Reproduce each line of the entries that carries "update".

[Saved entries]
Content starts

PR #903, opened 2019-01-22
Removed file_browser_callback documentation

TheSpyder:
This setting has been removed in v5. I also added a note to the migration guide.


_includes/configuration/file-picker-callback.md
```diff
@@ -1,6 +1,6 @@
 ## file_picker_callback
 
-This hook can be used to add custom file picker to those dialogs that have it. Internally we support this in *Image*, *Media* and *Link* dialogs. Option replaces deprecated [file_browser_callback](#file_browser_callback). New hook provides a way to update values of other fields in the dialog.
+This hook can be used to add custom file picker to those dialogs that have it. Internally we support this in *Image*, *Media* and *Link* dialogs. This replaces the [`file_browser_callback`](https://www.tiny.cloud/docs/configure/file-image-upload/#file_browser_callback) (removed in version 5.0) option. The new `file_picker_callback` provides a way to update values of other fields in the dialog.
```
TheSpyder: This link likely won't work once v5 docs are published, which is why I left it out...

shikhanansi: I've confirmed with DX. The link will change. However, it will be easier to redirect them later than reviewing the docs and adding the relevant ones.

TheSpyder: I figured no link would be better than a broken link, but ok.

PR #911, opened 2019-01-31
Fixed up issues found in the content formatting examples

lnewson:
Was reviewing these docs, as I wanted to link them for another issue. However I noticed that a number of the examples aren't being formatted as examples, so this should fix that.


lnewson:
Here's an example of what it currently looks like: https://www.tiny.cloud/docs-beta/configure/content-formatting/#selector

Content ends

Exercise output:
-This hook can be used to add custom file picker to those dialogs that have it. Internally we support this in *Image*, *Media* and *Link* dialogs. Option replaces deprecated [file_browser_callback](#file_browser_callback). New hook provides a way to update values of other fields in the dialog.
+This hook can be used to add custom file picker to those dialogs that have it. Internally we support this in *Image*, *Media* and *Link* dialogs. This replaces the [`file_browser_callback`](https://www.tiny.cloud/docs/configure/file-image-upload/#file_browser_callback) (removed in version 5.0) option. The new `file_picker_callback` provides a way to update values of other fields in the dialog.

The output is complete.